担任の女教師が授業中に鞭でぶってくるけど普通に痛いしやめてほしい話

和橋

担任の女教師が授業中に鞭で打ってくるんだが普通に痛いのでやめてほしい。

 突然だが、この俺、菊池純には好きな人が居る。

 その好意を向ける相手。それは、俺のクラスの担任の教師、小川美奈先生だ。

 俺は小川先生が大好きだ。誰がなんと言おうと大好きだ。先生の授業の時だけは寝ずに真面目に授業を受けているくらいだ。

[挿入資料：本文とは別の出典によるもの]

PR #319, opened 2020-05-27
DO NOT MERGE: Test with astropy 4.1rc1

pllim:
Test with astropy 4.1rc1


pllim:
CircleCI seems unrelated. Hard to tell from the Travis CI tests due to lack of pytest-astropy-header but seems to have installed 4.1rc1 based on the raw logs.

PR #329, opened 2020-11-30
DOC: Replace astropy channel with conda-forge channel 

pllim:
Similar to astropy/astropy#11111


larrybradley:
Thanks, @pllim.  The `build_docs` failure is because `Shapely` cannot be installed with Python 3.9 (no linux/osx wheels yet).

PR #337, opened 2021-03-29
Update Cython version used in pyproject.toml

astrofrog:
I think this might fix some of the Windows CI issues

### DIFF
--- a/pyproject.toml
+++ b/pyproject.toml
@@ -2,7 +2,7 @@
 requires = ["setuptools",
             "setuptools_scm",
             "wheel",
-            "cython==0.29.14",
+            "cython==0.29.22",
             "oldest-supported-numpy",
             "extension-helpers"]
 build-backend = 'setuptools.build_meta'


larrybradley:
The test failures look real.  `TestEllipsePixelRegion.test_as_mpl_selector` is expecting a center of 8.3, but getting 5.0.
https://dev.azure.com/astropy-project/regions/_build/results?buildId=1146&view=logs&j=7f33e5bd-7764-5d8a-ba2e-506e078b9c3f&t=57e5be12-0a85-50b9-0e83-1cf5152ef732&l=218

astrofrog:
I wonder if this is related to some changes in Matplotlib

astrofrog:
I can't reproduce the issue locally, I wonder whether there is some kind of race condition in the interactivity or if we somehow need to force everything to be drawn before checking values.

astrofrog:
This does fix the docs build which had the Cython issues though so going to merge this and we should investigate the selector test issues separately (these happen even without the Cython upgrade)

PR #388, opened 2021-07-23
Remove wheels from CI tests

larrybradley:
For the v0.5 release I ended up building the wheels using other tools.  Having the wheels in the CI tests here takes a long time and wastes CPU cycles.


astrofrog:
I do think it's nice to have the wheel building live in the same repo but we could try and set up a system more like in the core package where we only build on specific branches or tags (and we could also use GitHub actions instead of Azure). No need to do anything for now but once I have spare cycles I'd like to push for the same infrastructure to be used across the astropy org.

PR #169, opened 2021-12-15
move cameras to per-map files

Paril:
This PR moves cameras away from the single-file system, which is impossible for modders to use for custom maps (with the current system it's impossible to allow downloads of camera files without overwriting all of their cameras, for instance).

 しかし、最近困ったことが起きた。その困ったこととは……


 バチッ

「痛ってぇ! なんで鞭なんかで叩いてくるんですか!?」

「だって、菊池君最近、授業の時いっつも寝てるんでしょ?」

「うぐっ。で、でも俺小川先生の授業では寝たことないですよね!? それなのになんで俺だけこんなごっつい鞭で叩かれなくちゃいけないんですか!?」

「だって、職員会議で決まったことだから……ごめんねっ」

 いや、教師しっかりしろ。てか誰か止めろ。

 と、そんなことを考えいるうちにまたもや、

 バチッ

「痛ってえ! 先生! さすがに痛いですって!? てかこれ普通に体罰じゃないんすか!?」

「え? 違うよ? だって体罰って、「体」で「罰する」って意味で体罰じゃん? 例えばー、そうそう! ビンタとか!」

「あー、自分の体の一部で叩くことが体罰だから鞭で叩くのは体罰じゃないのかぁ…‥そうかそうか」

「そうなんですっ!」

「ってそんなこと信じるわけないでsy」

 バチッ

 今日三度目の豪快な鞭の音が鳴る。

「グファッ!!」

「次また喋ったら鞭が飛んでくるからね!」

 小川先生はいつもよりも顔を輝かせ、まるで天使のような笑みを浮かべている。やっている事は悪魔的なのだが。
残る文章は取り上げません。